Breakthrough identifies disease before major brain damage
Researchers led by Chalmers University of Technology in Sweden have identified biological markers that reveal Parkinson’s disease at a very early stage, potentially years before the classic motor symptoms appear. The findings suggest the disease leaves detectable traces in the blood, but only during a limited early window.
The discovery could open the door to blood-based screening tests and earlier intervention, a major step forward for a neurological condition that currently lacks both a cure and an effective early diagnostic method.
Parkinson’s disease affects more than 10 million people worldwide, and with ageing populations, that number is expected to more than double by 2050. By the time tremors and movement problems appear, however, a large proportion of the brain cells involved are already irreversibly damaged.

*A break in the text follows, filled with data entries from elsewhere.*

PR #3511, opened 2024-11-22
docstore: Clarify docs for nested field paths

vangent:


docstore/doc.go
```diff
@@ -212,6 +212,12 @@
 //
 //	iter := coll.Query().Where("Author.Last", "=", "Bulgakov").Limit(3).Get(ctx)
 //
+// Dot-separated paths work as you'd expect for nested structs and maps, addressing
+// the nested struct field or map key. For nested slices, some providers (notably
+// MongoDB) treat s.f, where s is a sequence, as the slice of e.f for each e in s.
+// However, others do not support field selectors inside slices. If you need fully
+// portable code, you cannot rely on this feature.
```
jba, line 219: We ended up not merging the PR, so I would say: "However, others do not support field selectors inside slices, so docstore does not support them."

jba (approved):

docstore/doc.go
jba: Sorry, I hadn't seen your comment on the bug. I think this should say we don't support it, but then the memdocstore option should explain that it's not portable and will only work on mongodb.

PR #3513, opened 2024-12-01
aws, blob: Add support for anonymous query param for gcsblob and all AWSv2 providers

### LINKED ISSUE #3512: s3blob: Need a way to set custom credentials provider for S3 when using v2
### Describe the bug

The aws-sdk-go (v1) module is being removed soon, and so I'm trying to migrate to aws-sdk-go-v2 (see also #3489).

I have a need to sometimes use the anonymous CredentialsProvider, and with V1 I could achieve this by setting the `ConfigProvider` field with an AWS session properly configured with the anonymous provider.

I'm using the `blob.BucketURLOpener` interface to support non-S3 buckets as well via URLs, and so using `s3blob.OpenBucketV2` with a custom client isn't an option.

### To Reproduce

A critical window before symptoms emerge
The study, published in npj Parkinson’s Disease, was conducted in collaboration with Oslo University Hospital in Norway. It focuses on biological changes that occur during the very earliest phase of the disease, which can last up to 20 years before motor symptoms fully develop.
According to the researchers, between 50% and 80% of the relevant nerve cells are often already lost by the time Parkinson’s is clinically diagnosed. Identifying the disease earlier could therefore be crucial to slowing or even preventing further progression.
The team concentrated on two cellular processes believed to play a key role early on: DNA damage repair, which allows cells to detect and correct genetic damage, and the cellular stress response, a protective mechanism that prioritizes repair over normal cell activity.
Distinct gene activity detected in blood
Using machine learning and advanced data analysis, the researchers identified a unique pattern of gene activity linked to these two processes. This pattern was found only in individuals in the early phase of Parkinson’s and was absent in both healthy individuals and patients who had already developed motor symptoms.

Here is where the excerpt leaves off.